= Joan Peterson =

English woman executed for witchcraft

Joan Peterson ( at Tyburn) also known as The Witch of Wapping, was an English woman executed for witchcraft.

She worked as a herbalist and cunning woman in Wapping, London. She was a successful herbalist, and enjoyed popularity in her business.

She was implicated in the ongoing case in the death of Lady Mary Powell, who had died under suspicious circumstances, leaving her estate to Anne Levingston. Joan Peterson was accused of having bewitched the 80-year-old Powell to death. She was also accused of having caused a serious of fits to the baker Christopher Wilson, who owed her money. She was offered a pardon if she agreed to testify against Anne Levingston and Levingston's so-called ‘witchcraft’ activities. She refused to testify against Levingston however. She was sentenced to death as guilty of witchcraft and executed by hanging at Tyburn on 12 April 1652.

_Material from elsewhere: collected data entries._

PR #4265, opened 2020-06-08
Send image pasted into the chat bar

TerryGeng:
I always want to send an image by copy and paste it into the chat bar of mumble.
This is a commonly expected behavior of any chat app. Can't see why mumble should not have one. 

image

### DIFF
--- a/src/mumble/CustomElements.cpp
+++ b/src/mumble/CustomElements.cpp
@@ -16,6 +16,7 @@
 #include <QtGui/QContextMenuEvent>
 #include <QtGui/QKeyEvent>
 #include <QtWidgets/QScrollBar>
+#include <QMimeData>
 
 // We define a global macro called 'g'. This can lead to issues when included code uses 'g' as a type or parameter name (like protobuf 3.7 does). As such, for now, we have to make this our last include.
 #include "Global.h"
@@ -149,6 +150,24 @@ void ChatbarTextEdit::setDefaultText(const QString &new_default, bool force) {
 		setFont(f);
 		setHtml(qsDefaultText);
 		bDefaultVisible = true;
+	}
+}
+
+void ChatbarTextEdit::insertFromMimeData(const QMimeData *source) {
+	if (source->hasImage()) {
+		if (g.bAllowHTML) {
+			QImage image = qvariant_cast<QImage>(source->imageData());
+
+			QString imgHtml = QLatin1String("<br />") + Log::imageToImg(image);
+
+			if (static_cast<unsigned int>(imgHtml.length()) < g.uiImageLength) {
+				emit pastedImage(imgHtml);
+			} else {
+				g.l->log(Log::Information, tr("Unable to send image: too large."));
+			}
+		}
+	} else {
+		QTextEdit::insertFromMimeData(source);
 	}
 }
 
--- a/src/mumble/CustomElements.cpp
+++ b/src/mumble/CustomElements.cpp
@@ -99,9 +99,23 @@ void ChatbarTextEdit::contextMenuEvent(QContextMenuEvent *qcme) {
 	delete menu;
 }
 
+void ChatbarTextEdit::dragEnterEvent(QDragEnterEvent *evt) {
+	inFocus(true);
+	evt->acceptProposedAction();
+}
+
+void ChatbarTextEdit::dragMoveEvent(QDragMoveEvent *evt) {
+	inFocus(true);
+	evt->acceptProposedAction();
+}
+
 void ChatbarTextEdit::dropEvent(QDropEvent *evt) {
 	inFocus(true);
-	QTextEdit::dropEvent(evt);
+	if (sendImagesFromMimeData(evt->mimeData())) {
+		evt->acceptProposedAction();
+	} else {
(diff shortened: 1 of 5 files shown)


src/mumble/MainWindow.cpp
```diff
@@ -166,7 +166,8 @@ MainWindow::MainWindow(QWidget *p) : QMainWindow(p) {
 	connect(qmUser, SIGNAL(aboutToShow()), this, SLOT(qmUser_aboutToShow()));
 	connect(qmChannel, SIGNAL(aboutToShow()), this, SLOT(qmChannel_aboutToShow()));
 	connect(qmListener, SIGNAL(aboutToShow()), this, SLOT(qmListener_aboutToShow()));
-	connect(qteChat, SIGNAL(entered(QString)), this, SLOT(sendChatbarMessage(QString)));
+	connect(qteChat, SIGNAL(entered(QString)), this, SLOT(sendChatbarText(QString)));
+	connect(qteChat, SIGNAL(pastedImage(QString)), this, SLOT(sendChatbarMessage(QString)));
```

She belonged to the last executed for witchcraft in the city of London. She was however not the last person to be put on trial for witchcraft in London, were Jane Kent in 1682 and Jane Dodson in 1683 appears to have been the last, though they were both acquitted for the crime.

Her case was publicized in the pamphlet The Witch of Wapping: the life and devilish practices of Joan Peterson, 1652.